Invitees consisted of all men and women aged 50 to 69 living in the three pilot NHS Boards. They were identified by the Community Health Index (CHI) and sent a test kit and invitation to participate via the postal service from a single Screening Unit located in Dundee. The CHI is a unique identifying number for everyone registered with a general practitioner in Scotland and is made up of date of birth followed by four digits from which gender can be identified. Completed tests were sent back in the post to the Unit Laboratory for analysis using specially designed hygienic foil envelopes. Individuals with a positive test were contacted by a specialist nurse who organized colonoscopy after obtaining informed consent.

Data for the KPIs were accumulated by data collectors employed by the Screening Unit and analysed by Information Services Scotland, a Division of NHS National Services Scotland.
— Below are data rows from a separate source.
PR #10203, opened 2023-11-30
Support Sequences

### LINKED ISSUE #4559: Sequence support is incomplete

Sequence support is incomplete in TiCDC.

The current capability of TiCDC:  

> The [DDL operation CREATE SEQUENCE](https://docs.pingcap.com/tidb/stable/sql-statement-create-sequence) and the [SEQUENCE function](https://docs.pingcap.com/tidb/stable/sql-statement-create-sequence#sequence-function) in TiDB. When the upstream TiDB uses SEQUENCE, TiCDC ignores SEQUENCE DDL operations/functions performed upstream. However, DML operations using SEQUENCE functions can be correctly replicated.
> 
> 2022/02/10, https://docs.pingcap.com/tidb/stable/ticdc-overview#unsupported-scenarios

Besides, there are two flaws we found,
1. TiCDC have no idea about how to deal with DDLs below:
    ```SQL
    CREATE SEQUENCE `SEQ1` start with 1 minvalue 1 maxvalue 999999999999999 increment by 1 nocache cycle;
    CREATE TABLE t(k int not null, a int default next value for SEQ1, PRIMARY KEY (k));
    ```
2. TiCDC filters all SEQUENCE DDL, it means we lost SEQUENCE even if downstream is TiDB. We lose data in TiDB disaster recovery scenario.

Support sequence feature completely when downstream is TiDB, and disable sequence completely when downstream is MySQL.

_No response_

_No response_

dveeden:

Issue Number: close #4559 

As MariaDB [supports Sequences](https://mariadb.com/kb/en/sequences/) it would be good if DM allows MariaDB→DM→TiDB for things like `CREATE SEQUENCE`.

#### Tests 

### Release note 

```release-note
Support for `CREATE SEQUENCE`, `ALTER SEQUENCE` and `DROP SEQUENCE` was added. 
```


dveeden:
Things that might need work:
- What would be a good way to add unittests or integration tests for this?
- There is a differences for when calling `DROP TABLE` on a sequence. Should we re-write that in DM?

asddongmen (approved):

lyzx2001 (approved):

lance6716:
Strange that I didn't find ALTER SEQUENCE support in TiDB document https://docs.pingcap.com/tidb/stable/sql-statement-create-sequence . So I think at least we should not allow replicating this type of DDL.

And it will cause a behaviour change, so let PM start a review @frank945946

dveeden:
> Strange that I didn't find ALTER SEQUENCE support in TiDB document https://docs.pingcap.com/tidb/stable/sql-statement-create-sequence . So I think at least we should not allow replicating this type of DDL.
> 
> And it will cause a behaviour change, so let PM start a review @Frank945946

This is supported:
```
sql> CREATE SEQUENCE s1 MINVALUE=2;
Query OK, 0 rows affected (0.1489 sec)

sql> ALTER SEQUENCE s1 MINVALUE=3;
ERROR: 4136 (HY000): Sequence 'test.s1' values are conflicting

sql> ALTER SEQUENCE s1 MINVALUE=1;
Query OK, 0 rows affected (0.1619 sec)

sql> SELECT TIDB_VERSION()\G
TIDB_VERSION(): Release Version: v7.6.0
Edition: Community
Git Commit Hash: 52794d985ba6325d75a714d4eaa0838d59425eb6
Git Branch: heads/refs/tags/v7.6.0
UTC Build Time: 2024-01-22 14:20:42
GoVersion: go1.21.5
Race Enabled: false
Store: tikv
1 row in set (0.0007 sec)
```

AilinKid (approved):

Frank945946:
As create, alter, and drop operations on sequences have already been supported in TiDB, LGTM supports migrating the sequence event from MariaDB to TiDB by DM. @dveeden @lance6716

lance6716 (approved):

For the purposes of this analysis, gender and age were identified by the CHI and deprivation was assessed by place of residence (identified by post code) using the Scottish Index of Multiple Deprivation (SIMD).¹¹ The version of SMID used for this analysis comprised six domains: income, employment, education, housing, health and access to facilities.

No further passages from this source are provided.